Most of the speed-enhancing techniques we have tried also belong to the stability or termination sections above. One technique not yet discussed aims at reducing the number of CG iterations by selecting better CG starting points. In all previous experiments the parameter vector is set to zero for each IRLS iteration, excluding the constant term if binitmean is used. If we enable the speed parameter cgbinit, then will only be set to zero for the first IRLS iteration. Subsequent iterations will start CG from the previous stopping point. This parameter may be found at the bottom of Table 5.3.
Table 5.22 shows the AUC and times achieved before and after cgbinit was added to the default parameters of the previous section. The cgb column indicates whether or not cgbinit was enabled. We observe little change in cgeps experiments, and it is not always to our benefit to enable cgbinit. For experiments using cgdeveps it is clear that cgbinit causes quicker termination with nearly identical scores.
Table 5.23 shows the mean IRLS and CG iteration over the ten folds of the experiments of Table 5.22. When cgeps is used, the number of IRLS and CG iterations are similar whether or not cgbinit is enabled. Comparison of the point-by-point progress of CG for the ds1 experiments having cgbinit disabled or enabled revealed that IRLS iterations were finishing in nearly the same place. This is despite the difference in starting points for the second and later IRLS iterations when cgbinit is enabled. It appears to take as long from either starting point to reach the termination region for the objective function, both in time and the number of iterations. The final deviances are similar, as are the AUC scores. In summary, the cgeps cgbinit experiments with run at most five percent faster, run slower by up to thirteen percent, and arrive at nearly the same place. We see no reason to enable cgbinit for cgeps experiments.

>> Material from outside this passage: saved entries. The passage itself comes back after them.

PR #1659, opened 2017-10-31
[NG] updates for Angular 5

gnomeontherun:
Fixes a deprecation removal and bumps TypeScript and RX versions to minimum expected versions for Angular 5.

Wanting to hold this open and continue testing with latest RC until Angular 5 goes stable.


chunghha:
Are you going to have another PR for Rxjs 5.5 lettable operators (ie. map operator used in several places)? And, I think minimum TS version for NG 5 is 2.4.2+.

gnomeontherun:
I didn't want to do the lettable operators yet, just to limit the changeset here to what was essential. That would take a longer time to bring through. 

Yes the minimum RxJS is now 5.5, and TypeScript is >=2.4.2. I don't see a blocking reason not to update to latest if we don't see any issues.

package.json
```diff
@@ -101,7 +101,7 @@
         "text-transform-loader": "^2.0.0",
         "ts-node": "~3.2.0",
         "tslint": "~5.7.0",
-        "typescript": "~2.3.3",
+        "typescript": "^2.5.3",
```
euskadi31: The version of Typescript supported by Angular 5 is 2.4.2, see [changelog](https://github.com/angular/angular/blob/master/CHANGELOG.md) (commit: [ca5aeba](https://github.com/angular/angular/commit/ca5aeba))

gnomeontherun: The compiler requires 2.4, and It is actually set to `"typescript": ">=2.4.2 <2.5",` for now, because there is still testing to be done on 2.5 or 2.6 (not that there is a known reason it fails to my knowledge).

euskadi31: ok

euskadi31: see: https://github.com/angular/angular/issues/19587#issuecomment-337713553

adityarb88: Reminder to update to ~2.4.2

WuglyakBolgoink:
> @angular/compiler-cli@5.0.0 requires typescript@'>=2.4.2 <2.5.0' but 2.6.1 was found instead.

gnomeontherun:
Updated also with rxjs changes since there was only one change.

package.json
gnomeontherun: Done

gnomeontherun:
Updated with package-lock.json file

PR #1670, opened 2017-11-03
[NG] access the minimum width only on the first drag attempt

### LINKED ISSUE #1537: Datagrid column cannot be shrunk
```
[x] bug
[ ] feature request
[ ] enhancement
```

### Expected behavior
I have a wizard which has a datagrid in it. The datagrid column resizing works fine if the wizard is opened initially.

### Actual behavior
Initially the wizard is not opened initially, opening the wizard will cause datagrid column not able to shrink.

After debugging I found the following line NaN:
https://github.com/vmware/clarity/blob/55e90f4b474a25fa259d387829e8f7db66eb5b80/src/clarity-angular/data/datagrid/render/column-resizer.ts#L45

Which causes the following line NaN too:
https://github.com/vmware/clarity/blob/55e90f4b474a25fa259d387829e8f7db66eb5b80/src/clarity-angular/data/datagrid/render/column-resizer.ts#L95

I noticed that when wizard is not opened yet, the datagrid (Line 45) is already being initialized.

### Reproduction of behavior
https://plnkr.co/edit/lgSJrYiNBzKphdR9DBsH?p=preview

### Environment details

* **Angular version:** 4.0.1

* **Clarity version:** 0.9.2

* **OS and version:** MacOS El Captain

* **Browser:** Chrome 61

### LINKED ISSUE #1666: Can not shrink datagrid columns on Chrome
```
[x] bug
[ ] feature request
[ ] enhancement
```

### Expected behavior
I am creating clarity datagrid columns by iterate column definitions with *ngFor.
I expect the created clarity datagrid columns to be shrinkable.
### Actual behavior
When create clarity datagrid columns (clr-dg-column elements)  with *ngFor, they can't be shrink on Chrome.
The shrink of the datagrid columns work on FF and IE. 

### Reproduction of behavior
https://plnkr.co/edit/UGgTYUNIQMOm19pxgbXp?p=preview

### Environment details

* **Angular version:4.x.x** 

* **Clarity version:10.06**

* **OS and version: Windows** 

* **Browser:** Chrome 62.0.3202.75

Shijir:
Fixes #1537
Fixes #1666 

This PR fixes the problem that Datagrid columns instantiate even when it's in a hidden state modal. As such, it tries to call methods in our DomAdapter, which returns `Nan` as the dom is not yet rendered. The solution I am providing here is that it will call the DomAdapter methods only on the first drag attempt by a user after the Datagrid is fully rendered. 

One of the unit tests check that if it sets the minumum width only after the first drag attempt (`dragStartHandler()`). I have added one more unit that makes sure that if one column keeps expanding, the other columns shouldn't shrink beyond its minimum width. Also, I've fixed some typos in the unit tests.

Tested on: Chrome, Firefox, Safari, Edge, IE.

### DIFF
--- a/src/clarity-angular/data/datagrid/render/column-resizer.ts
+++ b/src/clarity-angular/data/datagrid/render/column-resizer.ts
@@ -42,9 +42,7 @@ export class DatagridColumnResizer implements AfterViewInit, OnDestroy {
     }
 
     ngAfterViewInit() {
-        this.columnMinWidth = this.domAdapter.minWidth(this.columnEl);
         this.handleTrackerEl = this.dragDispatcher.handleTrackerRef.nativeElement;
-
         this.dragDispatcher.addDragListener();
         this.subscriptions.push(this.dragDispatcher.onDragStart.subscribe(() => this.dragStartHandler()));
         this.subscriptions.push(this.dragDispatcher.onDragMove.subscribe(($event) => this.dragMoveHandler($event)));
@@ -52,6 +50,10 @@ export class DatagridColumnResizer implements AfterViewInit, OnDestroy {
     }
 
     dragStartHandler(): void {
+        if (!this.columnMinWidth) {
+            // sets the min width only on the very first drag attempt
+            this.columnMinWidth = this.domAdapter.minWidth(this.columnEl);
+        }
         this.renderer.setStyle(this.handleTrackerEl, "display", "block");
         this.renderer.setStyle(document.body, "cursor", "col-resize");
         this.dragDistancePositionX = 0;
--- a/src/clarity-angular/data/datagrid/render/column-resizer.spec.ts
+++ b/src/clarity-angular/data/datagrid/render/column-resizer.spec.ts
@@ -70,12 +70,25 @@ export default function(): void {
             expect(column3DragDispatcher.handleTrackerRef.nativeElement).not.toBeUndefined();
             expect(column4DragDispatcher.handleTrackerRef.nativeElement).not.toBeUndefined();
         });
-        it("accesses column minumum width when the drag listener is added in", function() {
+        it("accesses column minimum width on the first drag attempt", function() {
+            column1ResizerDirective.dragStartHandler();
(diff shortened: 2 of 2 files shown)


adityarb88:
@Shijir: We should try to mention what issue your PR is trying to fix and provide more details on that in the PR description. Also, what testing was done to make sure that the issue is fixed.

Shijir:
@adityarb88 Sorry, my bad... you are absolutely right. I will update the PR and provide more contextual information as I get back.

src/clarity-angular/data/datagrid/render/column-resizer.ts
```diff
@@ -42,16 +42,18 @@ export class DatagridColumnResizer implements AfterViewInit, OnDestroy {
...
         this.handleTrackerEl = this.dragDispatcher.handleTrackerRef.nativeElement;
-
         this.dragDispatcher.addDragListener();
         this.subscriptions.push(this.dragDispatcher.onDragStart.subscribe(() => this.dragStartHandler()));
         this.subscriptions.push(this.dragDispatcher.onDragMove.subscribe(($event) => this.dragMoveHandler($event)));
         this.subscriptions.push(this.dragDispatcher.onDragEnd.subscribe(() => this.dragEndHandler()));
     }
 
     dragStartHandler(): void {
+        if (!this.columnMinWidth) {
```
adityarb88: Question for my understanding. How is this different than initializing the min-width on `ngAfterViewInit` since even that lifecycle method will be called only once, no? Is this change related to hideable columns?

adityarb88:
No worries :-) Thanks!

src/clarity-angular/data/datagrid/render/column-resizer.ts
Shijir: This `dragStartHandler()` is called only when a user drags the column. The problem was that `this.columnMinWidth` was getting `Nan` value because the datagrid was instantiating even when it's nested inside a hidden modal.

PR #1691, opened 2017-11-14
[NG] Import DOCUMENT from @angular/common

chunghha:
instead of @angular/platform-browser. NG5 support.


gnomeontherun:
Hi @chunghha thanks for this update, good catch on the deprecation.

Can you fix your PR by running `npm run clang:format` on your code change? Our formatter can be a bit opinionated and probably wants the imports to be sorted alphabetically by package name. That will allow the tests to run.

Issue #1695, opened 2017-11-15
Multi-app level alerts do not cycle correctly


reddolan:
```
[x] bug
[ ] feature request
[ ] enhancement
```

### Expected behavior
- clicking on the right arrow while being on the last alert, should cycle it to the first alert
- clicking on the left arrow while being on the first alert, should cycle it to the last alert

### Actual behavior
- clicking the right arrow on the last alert does nothing
- clicking the left arrow on the first alert does nothing

### Reproduction of behavior
![mulit-app-level-alert](https://user-images.githubusercontent.com/1858226/32852025-97cadc72-c9eb-11e7-8aa0-ac9d2038bb84.gif)

### Environment details

* **Clarity version:** 0.10.13

* **OS and version:** 

* **Browser:** [all]

PR #1697, opened 2017-11-15
[NG] Enable cycling of alerts

adityarb88:
Fixes: #1695 

Tested on Chrome

nimbus-record-video-2017-11-15-13-33-36

### DIFF
--- a/src/clarity-angular/emphasis/alert/providers/multi-alert-service.ts
+++ b/src/clarity-angular/emphasis/alert/providers/multi-alert-service.ts
@@ -53,11 +53,11 @@ export class MultiAlertService {
     }
 
     next() {
-        this.current = (this.current === this.activeAlerts.length - 1) ? this.current : this.current + 1;
+        this.current = (this.current === this.activeAlerts.length - 1) ? 0 : this.current + 1;
     }
 
     previous() {
-        this.current = (this.current === 0) ? this.current : this.current - 1;
+        this.current = (this.current === 0) ? this.activeAlerts.length - 1 : this.current - 1;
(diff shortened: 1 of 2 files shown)


hippee-lee:
lgtm

src/clarity-angular/emphasis/alert/providers/multi-alert-service.ts
```diff
@@ -53,11 +53,11 @@ export class MultiAlertService {
     }
 
     next() {
-        this.current = (this.current === this.activeAlerts.length - 1) ? this.current : this.current + 1;
+        this.current = (this.current === this.activeAlerts.length - 1) ? 0 : this.current + 1;
```
Shijir: 🤔  Is cycling alerts a good behavior though? What If it has only one alert? When there is only alert, users can still keep clicking on both previous and next buttons?

reddolan: If there is only one alert, the cycle control should be showing.

reddolan: The cycle control should also disappear after the second to last alert is dismissed, then leaving only one alert

adityarb88: As @reddolan correctly pointed out, if there is only one alert, the pager disappears.

Shijir: Oh so the pager disappears. Thanks for the clarification.

PR #1698, opened 2017-11-15
[DO-NOT-REVIEW] Alerts Pager Bug Fix

adityarb88:
Fixes a bug with the alerts pager component where if a user is viewing the last alert and that last alert is removed from the DOM, the alert pager disappears. More info below:

Before:
before

After:
after

Tested on Chrome

### DIFF
--- a/src/clarity-angular/emphasis/alert/alerts.spec.ts
+++ b/src/clarity-angular/emphasis/alert/alerts.spec.ts
@@ -49,7 +49,6 @@ describe("Alerts component", function() {
                 TestBed.configureTestingModule({imports: [ClrEmphasisModule], declarations: [componentType]});
 
                 fixture = TestBed.createComponent(componentType);
-                // fixture.detectChanges();
             };
         });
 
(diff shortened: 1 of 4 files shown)


src/clarity-angular/emphasis/alert/alerts.spec.ts
```diff
@@ -139,6 +138,17 @@ describe("Alerts component", function() {
...
+
+        it("makes the previous alert active when the current alert is removed from the DOM", function() {
+            fixture.componentInstance.currentAlertIndex = 1;
+            fixture.detectChanges();
+            expect(alertElements[0].classList).toContain("alert-hidden");
+
+            fixture.componentInstance.alertInstances.reset([this.alert]);
+            fixture.detectChanges();
+
+            console.log(fixture.componentInstance.currentAlertIndex);
```
gnomeontherun: Make this an `expect` to confirm the result.

adityarb88: good catch. this means that my test didn't run itself. let me check and confirm if this change actually works.

PR #1702, opened 2017-11-20
Internal class name changes and organization updates

### LINKED ISSUE #1729: ng-packagr question
```
[ ] bug
[ ] feature request
[ ] enhancement
[x] Just a question
```

Hi,
I am learning about ng-packagr and found your project to be using it.
I would appreciate your clarification on my question.

Noticed that in this file:
https://github.com/vmware/clarity/blob/master/src/clarity-angular/index.ts

All the modules have been exported first. Wondering if there is a module per component why the module for each component is not exported on its own index.ts file along with components, directives, ... .

Thanks.

gnomeontherun:
This is renaming and organizing classes and objects based on our established conventions. It does not deal with input/output bindings.

* [x] Establish Patterns

* [x] Button
* [x] Code
* [x] Data
* [x] Emphasis
* [x] Forms
* [x] Icon
* [x] Layout
* [x] Modal
* [x] Popover
* [x] Wizard
* [x] Util

closes #1729


src/app/_utils/code-example.ts
```diff
@@ -20,7 +20,7 @@ import {CodeHighlight} from "../../clarity-angular/code/syntax-highlight/syntax-
     `]
 })
 export class CodeExample {
-    @ViewChild(CodeHighlight) codeHighlight: CodeHighlight;
+    @ViewChild(ClrCodeHighlight) codeHighlight: ClrCodeHighlight;
```
youdz: Unrelated to your change: I don't even remember why we have to query code highlights all over the place. But not only do we not need it for the demo app, this directive was also written in a few minutes and was never meant to make it in prod, let alone in our public API.

Had it been fixed before, we wouldn't have needed to rename it everywhere. 😢

src/clarity-angular/button/index.ts
```diff
@@ -4,7 +4,7 @@
  * The full license information can be found in LICENSE in the root directory of this project.
  */
 import {Type} from "@angular/core";
-import {Button} from "./button-group/button";
-import {ButtonGroup} from "./button-group/button-group";
+import {ClrButton as Button} from "./button-group/button";
+import {ClrButtonGroup as ButtonGroup} from "./button-group/button-group";
```
youdz: That's not what you want. I get that you're trying to avoid breaking changes, but the whole point is to deprecate _and_ offer the new standard, not just deprecate. Otherwise people have nothing to move to. As a side note, you apparently got unlucky again and took (one of?) the only module(s) that didn't export the directives by themselves, when it should.

All in all, this file should be:
```typescript
import {Type} from "@angular/core";
import {ClrButton} from "./button";
import {ClrButtonGroup} from "./button-group";

export {ClrButton} from "./button";
export {ClrButtonGroup} from "./button-group";

export const CLR_BUTTON_GROUP_DIRECTIVES: Type<any>[] = [ClrButton, ClrButtonGroup];

/* tslint:disable */
/**
 * @deprecated
 */
export const Button = ClrButton;
/**
 * @deprecated
 */
export const ButtonGroup = ClrButtonGroup;
/**
 * @deprecated
 */
export const BUTTON_GROUP_DIRECTIVES = CLR_BUTTON_GROUP_DIRECTIVES;
```

And this is what I get when I try to use them:
screen shot 2017-11-21 at 20 40 57

mathisscott: @youdz: We don't want to introduce these breaking changes in 0.11. We have a very specific scope of breaking changes for 0.11. So if we are not deprecating, we will need to hold off to merge this in until 0.12.

I'm not sure how this jumped up in prioritiy. I thought we were clear on what was going into 0.11.

youdz: That's the whole point of my comment, this is not a breaking change, just a deprecation.
It allows us to warn people that 0.12 will include the removal of these deprecated exports as a breaking change.

Whether this is 0.11.0, 0.11.1 or later, I don't think it matters. But the point is to have it early in 0.11.x, to give people a full minor's notice.

src/app/_utils/code-example.ts
gnomeontherun: If it was never intended, we can deprecate it?

src/clarity-angular/button/index.ts
gnomeontherun: I did this PR as a quick prototype so it could provide the pattern for the rest of the work. I was also thinking it needs to be as early as possible.

src/app/_utils/code-example.ts
youdz: Well, apparently people now completely depend on it, including the Prism dependency and all. We've had requests for bugfixes on this component.

So rather than deprecate it, I think we should own our mistake and clean it up to make it an up-to-standards Clarity component. But as usual, the priority on that is super low.

src/clarity-angular/button/index.ts
```diff
@@ -4,7 +4,18 @@
...
-export const BUTTON_GROUP_DIRECTIVES: Type<any>[] = [ButtonGroup, Button];
+export * from "./button-group/button";
+export * from "./button-group/button-group";
+export const CLR_BUTTON_GROUP_DIRECTIVES: Type<any>[] = [ClrButtonGroup, ClrButton];
+
+/* tslint:disable variable-name */
+/** @deprecated since 0.11 */
+export const Button = ClrButton;
+/** @deprecated since 0.11 */
+export const ButtonGroup = ClrButtonGroup;
```
youdz: You already do all this in `button-group/index.ts`, why are you doing it again here? Just the `export * from "./button-group/button-group";` is enough.

gnomeontherun: Turns out this file is never imported, so it could be removed.

youdz: Oh, main gets the submodules? We should make a tree of index files, should we?
Main imports from button which itself imports from button-group. That would make maintenance easier, otherwise we have two files to update every time.

src/clarity-angular/button/button-group/button-group.module.ts
```diff
@@ -5,16 +5,27 @@
...
 @NgModule({
     imports: [CommonModule, ClrIconModule, ClrCommonPopoverModule],
     declarations: [CLR_BUTTON_GROUP_DIRECTIVES],
     exports: [CLR_BUTTON_GROUP_DIRECTIVES]
 })
 export class ClrButtonGroupModule {}
+
+/* tslint:disable variable-name */
+/** @deprecated since 0.11 */
+export const Button = ClrButton;
```
youdz: This might seem like a nitpick, but these deprecated exports are pure API considerations, I believe they should have stayed in the index file, not the module one.

gnomeontherun: I wanted that originally too, but then I ran into circular dependency issues and moved any declarations from the index files. It makes the index cleaner since we don't have to import and then export, which was part of my goal as well.

PR #1728, opened 2017-11-28
[NG] tweaks for server side rendering

gnomeontherun:
There are a few places in our code that trip up server side rendering, and this puts guards around them so you don't have errors or hangups.

The primary way to do this is to use `isPlatformBrowser()` and pass in the `PLATFORM_ID`. This will check if the browser is rendering or if is the server.


src/clarity-angular/data/datagrid/render/dom-adapter.spec.ts
```diff
@@ -3,6 +3,8 @@
  * This software is released under MIT license.
  * The full license information can be found in LICENSE in the root directory of this project.
  */
+import {ɵPLATFORM_BROWSER_ID} from "@angular/common";  // Might be hacky but it is exported.
```
hippee-lee: Typo `ɵPLATFORM_BROWSER_ID` ?

gnomeontherun: Nope, that is what it is. Its similar to how we handle the focus trap export. Its public, but not overly public.

youdz: Did you look into maybe using `platformBrowserTesting()` or `platformBrowser()` to create the platform and get the ID from there? Yes, it's much heavier, but it would use 100% public API, which is safer.
Unless you feel confident this `ɵPLATFORM_BROWSER_ID` will never be changed in a minor version, which sounds a bit optimistic. 😛

src/clarity-angular/data/datagrid/render/dom-adapter.ts
```diff
@@ -10,13 +10,19 @@
...
 
 @Injectable()
 export class DomAdapter {
+    constructor(@Inject(PLATFORM_ID) private platformId: Object) {}
+
     userDefinedWidth(element: any): number {
         element.classList.add("datagrid-cell-width-zero");
-        const userDefinedWidth = parseInt(getComputedStyle(element).getPropertyValue("width"), 10);
+        let userDefinedWidth = 0;
+        if (isPlatformBrowser(this.platformId)) {
```
youdz: Guarding every single method of the class is a bit painful. I think a cleaner solution would be to have a separate `NoopDomAdapter` or other dummy name, that pretty much returns 0 for everything, and then you switch the provider declaration from `providers: [DomAdapter]` to:
```typescript
providers: [{
    provide: DomAdapter,
    useFactory: function(platformId: Object) {
        if (isPlatformBrowser(platformId)) {
            return new DomAdapter();
        } else {
            return new NoopDomAdapter();
        }
    },
    deps: [PLATFORM_ID]
}]
```

I think it's both more maintainable and flexible at the same time. If we ever were to have an actual implementation on the server-side, we would already have a clean separate class for it.
That was actually the point of isolating all DOM access for the Datagrid to a single class.

src/clarity-angular/data/datagrid/render/dom-adapter.spec.ts
gnomeontherun: It is a public API, so it should go through a deprecation before change. However it must be excluded from the docs for some reason. I guess there are no guarantees in life though

I'll look at the testing options, but no documentation on it anywhere...

src/clarity-angular/data/datagrid/render/dom-adapter.ts
gnomeontherun: Sure, will do.

src/clarity-angular/data/datagrid/render/dom-adapter.spec.ts
youdz: No, it's actually in the public API for internal reasons, and is not actually public. As such, they reserve the right to change this without even mentioning it in the changelog. They have several exports like that, all of them being here to allow their own packages to communicate.
I remember they did change the same ones for animations between 2 minors, with no warning and no note about it.

gnomeontherun: Well I've already refactored for the noop dom adapter and this won't be necessary then so 👍

PR #1732, opened 2017-11-29
[NG] Fix nested tabs link

Shijir:
- Fixes 1494

Tabs component will now only project its immediate TabLinkDirectives.  

Before:
screenshot 2017-11-29 13 07 12

After:
screenshot 2017-11-29 13 11 05

Preview: http://nested-tabs-demo.surge.sh/tabs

For cgdeveps experiments, Table 5.23 suggests something very different is happening when cgbinit is enabled. The number of CG iterations per fold is different. Since our CG iteration counts represent the number of directions searched, we can conclude that different paths are taken toward the global optimum. Because the relative difference of the deviances is used to terminate CG iterations, there is no reason to believe that these paths will end in the same place; we only know that the relative improvement per CG iteration had decreased below a threshold. Point-by-point comparisons of CG and IRLS progress for the cgdeveps ds1 experiments confirm that the distance between the terminating parameter estimates is as much as one-third the mean of the two parameter vectors' norms. Regardless of this discrepancy, the final parameter estimates with cgbinit produce similar AUC scores to those of previous experiments, and they arrive at those scores sooner. Therefore we will use cgbinit with future cgdeveps experiments.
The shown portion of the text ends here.